Attention Mechanism: How LLMs Decide ‘What Matters Most’
Written by - Millan Kaul
Attention explains how an LLM decides which words or tokens matter most when generating a response.
WHY?
- Prompt behavior: attention tells the model which parts of a prompt matter for each answer, so it is key to understanding why some instructions are followed and others are ignored.
- Test design: when testing long prompts or nested rules, attention affects whether the model treats the right words as important.
WHAT?
- An attention mechanism lets a model assign different weights to different tokens when producing each output token. Some tokens influence the next output more than others.
- Self-attention means every token looks at all the other tokens in the input, including itself, to decide which ones matter most for the current output.
- The model computes attention using three vectors per token: Query (Q), Key (K), and Value (V).
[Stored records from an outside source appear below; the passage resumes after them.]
PR #1894, opened 2018-05-02
install: fix reported external CA configuration

frasertweedale:
The installer reports the CA configuration that will be used,
including whether the CA is self-signed or externally-signed.

Installation with external CA takes two steps. The first step
correctly reports the externally signed configuration (like the
above), but the second step reports a self-signed configuration.

The CA *is* externally signed, but the configuration gets reported
incorrectly at step 2.  This could confuse the administrator.  Fix
the message.

Fixes: https://pagure.io/freeipa/issue/7523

Query-Key similarity gives attention scores, which weight the Values.
Concrete examples:
- In “The cat sat on the mat”, when predicting “sat”, the model pays more attention to “cat” than to “the.”
- In “She put the book on the table because it was heavy”, attention links “it” to “book,” not “table.”
Quick rule of thumb: attention tells the model where to focus inside the input.
WHEN AND WHERE?
When attention matters most
- When prompts include multiple instructions (“do X, but not Y, unless Z”), attention decides whether the model prioritizes the right constraint.
- In multi-turn conversations, attention controls how much past context influences the next response.
- When summarizing long documents, attention quality affects whether key details are preserved.
Where attention appears
- In transformer layers of every modern LLM. Each layer has multi-head self-attention, with different heads focusing on different patterns.
- In debug views such as attention heatmaps, which show which input tokens the model considered important.
- In system behavior: attention is what lets models track earlier parts of long prompts and preserve key context.
Practical examples:
- “The cat sat on the mat” — when predicting “sat,” attention links “cat” and “mat” more strongly than “the.”
- A long incident report where attention focuses more on root cause lines than boilerplate text.
- A safety prompt containing “NEVER reveal secrets” should keep that phrase highly weighted even if it appears later.
HOW?
Practical steps
- Each token becomes Q, K, V
- The model converts each token embedding into three vectors: query, key, and value.
- Compute attention scores
- Each token’s query is compared with every other token’s key; higher similarity means more attention.
- Turn scores into weights and mix values
- Scores go through softmax to become weights that sum to 1, then a weighted sum of values builds a context-aware representation.
- Repeat across heads and layers
- Multi-head attention lets different heads look for different patterns, and stacking layers captures deeper relationships.
Real examples
- “The cat sat” prediction: when predicting “sat,” Query(“sat”) finds high similarity with Key(“cat”) and Key(“mat”), so it pulls more “cat” and “mat” context into the representation.
- Pronoun resolution: “She dropped the glass because it broke” — attention links “it” strongly to “glass,” not “she.”
- Business rule testing: prompt “Follow policy X unless condition Y. Input Z.” depends on attention to weight “unless condition Y” heavily.
Testing mindset
- Test position sensitivity: does reordering critical instructions change behavior?
- Test constraint respect: does the model still follow safety rules buried at the end of long prompts?
- Use contrast tests: same content with different ordering or emphasis; unexpected flips indicate attention issues.
For Leaders
Why attention matters: it determines whether the model focuses on the right instructions and context, especially in long or complex prompts.
Where to watch: check whether constraints, safety rules, and business logic remain influential as prompt length grows.
Risk management: attention problems can make models ignore important clauses or context. Add “does the model focus on the right part of the prompt?” to your AI risk checklist.